UnREAL is melodramatic and sometimes off-the-wall insane, but there’s a sincere emotional core to Rachel’s desire not to be a terrible person who destroys lives, despite her incredible aptitude for it. Quinn is a mother figure for Rachel who appeals to her worst side like an Emperor Palpatine to her Anakin Skywalker, trying to draw out in her the qualities necessary to thrive in the shockingly cutthroat world of reality television, while Rachel slides back and forth between achieving her dark destiny and trying to escape its draw. Rachel wants to be better, wants to do good, tell meaningful stories, make a difference with her work, but ultimately sinks back into Hell with increasingly disastrous results.

In Season Two of UnREAL, Rachel attempts to use her new position of Showrunner on Everlasting to affect positive social change, casting the show’s very first black male romantic lead (Agents of S.H.I.E.L.D.‘s B.J. Britt). But her presumption to try and single-handedly fix race relations in America with a reality show quickly backfires as she works way too hard to build a narrative around something she (a white woman) doesn’t really understand, and ends up putting real lives at risk.
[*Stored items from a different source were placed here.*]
PR #271, opened 2019-03-08
(feat): Feature Management isFeatureEnabled Listener

mnoman09:
## Summary
- Introduction of OnDecision Notification Listener.
- Returning default feature variable value if featureEnabled is false.
- Implemented onDecisionListener and added unit tests in:
- is_feature_enabled
- get_enabled_features

##Ticket: 
[OASIS-4228](https://optimizely.atlassian.net/projects/OASIS/issues/OASIS-4228)


core-api/src/main/java/com/optimizely/ab/notification/ActivateNotificationListener.java
```diff
@@ -24,7 +24,6 @@
 import javax.annotation.Nonnull;
 import java.util.Map;
 
-
```
aliabbasrizvi: Seems like an unnecessary change.

core-api/src/main/java/com/optimizely/ab/notification/DecisionInfoEnums.java
```diff
@@ -0,0 +1,39 @@
...
+        FeatureDecisionInfo(String key) {
+            this.key = key;
+        }
+
+        @Override
+        public String toString() {
+            return key;
+        }
+    }
+
```
aliabbasrizvi: nit. remove extraneous line

core-api/src/main/java/com/optimizely/ab/notification/DecisionNotificationListenerInterface.java
```diff
@@ -0,0 +1,36 @@
...
+import javax.annotation.Nonnull;
+import java.util.Map;
+
+public interface DecisionNotificationListenerInterface {
+
+    /**
+     * onDecision called when an activate was triggered
+     *
+     * @param type         - The notification type.
+     * @param userId       - The userId passed into activate.
```
aliabbasrizvi: Please update the docstrings here as mentioned in the other PR.

core-api/src/test/java/com/optimizely/ab/OptimizelyTest.java
```diff
@@ -2636,6 +2638,277 @@ public void getVariationWithInvalidDatafile() throws Exception {
...
+                }
+            });
+
+        ArrayList<String> featureFlags = (ArrayList<String>) optimizely.getEnabledFeatures(testUserId,
+            new HashMap<String, String>());
+        assertEquals(2, featureFlags.size());
+
+        verify(mockEventHandler, times(2)).dispatchEvent(any(LogEvent.class));
+
+        assertTrue(optimizely.notificationCenter.removeNotificationListener(notificationId));
```
aliabbasrizvi: Where is the check for notification listener being called with correct params happening?

core-api/src/main/java/com/optimizely/ab/notification/DecisionNotificationListener.java
```diff
@@ -0,0 +1,54 @@
...
+public abstract class DecisionNotificationListener implements NotificationListener, DecisionNotificationListenerInterface {
+
+    /**
+     * Base notify called with var args.  This method parses the parameters and calls the abstract method.
+     *
+     * @param args - variable argument list based on the type of notification.
+     */
+    @Override
+    public final void notify(Object... args) {
+        assert (args[0] instanceof String);
```
mnoman09: @aliabbasrizvi here we added multiple assert checks which will throw exception if invalid arguments are passed and it will make sure that correct arguments are passed. so I think we dont need to add this in unit tests

aliabbasrizvi: We should have type specific checks i.e. for type: experiment we should check `decisionInfo` has correct experiment and variation key. Similarly for type: feature we should check `decisionInfo` has correct data.

Can you point me to where such assertions are happening? If not, then we have incomplete tests.

core-api/src/test/java/com/optimizely/ab/OptimizelyTest.java
```diff
@@ -2636,6 +2638,309 @@ public void getVariationWithInvalidDatafile() throws Exception {
 
     //======== Notification listeners ========//
 
+    boolean isListenerCalled = false;
```
mikecdavis: This is not a safe way to determine if the listener got called. If we wanted to have a class method then it's lifecycle should be handled via `@Before` and `@After` methods. But in this case we should add a counter to the `DecisionNotificationListener` implementation. Ideally, in the form of an `AtomicInteger` that initializes to zero and increments every time `onDecision` is called. Then within each test we instantiate an instance of this listener, then assert on the value of the counter.

core-api/src/test/java/com/optimizely/ab/OptimizelyTest.java
```diff
@@ -2785,6 +2783,294 @@ public void activateUserNotInAudienceWithListener() throws Exception {
...
+        final Map<String, String> testUserAttributes = new HashMap<>();
+        testUserAttributes.put(ATTRIBUTE_HOUSE_KEY, AUDIENCE_GRYFFINDOR_VALUE);
+        testUserAttributes.put(testBucketingIdKey, testBucketingId);
+
+        final Map<String, Object> testDecisionInfoMap = new HashMap<>();
+        testDecisionInfoMap.put(VARIATION_KEY, null);
+        testDecisionInfoMap.put(FEATURE_KEY, validFeatureKey);
+        testDecisionInfoMap.put(FEATURE_ENABLED, true);
+        testDecisionInfoMap.put(SOURCE, FeatureDecision.DecisionSource.ROLLOUT);
+            testDecisionInfoMap.put(SOURCE_INFO, new HashMap<>());
```
aliabbasrizvi: nit. fix indentation

core-api/src/main/java/com/optimizely/ab/Optimizely.java
```diff
@@ -397,18 +401,32 @@ public Boolean isFeatureEnabled(@Nonnull String featureKey,
...
         }
 
+        DecisionNotification decisionNotification = DecisionNotification.newFeatureDecisionNotificationBuilder()
+            .withUserId(userId)
+            .withAttributes(copiedAttributes)
+            .withFeatureKey(featureKey)
+            .withFeatureEnabled(featureEnabled)
+            .withSource(decisionSource)
+            .withExperimentKey(sourceExperimentKey)
+            .withVariationKey(sourceVariationKey)
```
aliabbasrizvi: May be remove these 2 build options and replace with `withSourceInfo` option which takes `SourceInfo` object.

You can then define 2 implementations `SourceInfo`. 1 for rollout and 1 for feature test and then use a get method on them to get the source info that you build in the builder here. That may be a better way to structure this.

mnoman09: Are you suggesting to make methods of get source info in optimizely or in DecisionNotification.java? 
By the way I think current implementation is much simpler and fully utilizing builder pattern.

aliabbasrizvi: I am suggesting something like:
```
public interface SourceInfo {
  HashMap<String, Object> get()
}

public class FeatureTestSourceInfo implements SourceInfo {
}

public class RolloutSourceInfo implements SourceInfo {
}
```

This may allow us to hopefully add more `SourceInfo` options in the future.

aliabbasrizvi: Discussed offline. This will happen in a follow up.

So much of the enjoyment of UnREAL comes from its honestly shocking twists, so I hesitate to spoil anything, but I will say this—UnREAL is a very smart television show about a very dumb television show consistently biting off more than it can chew, and is a metatextual gift that keeps on giving. A third season is on its way, and trust me when I tell you that you’ll burn through the 20 existing episodes incredibly quickly.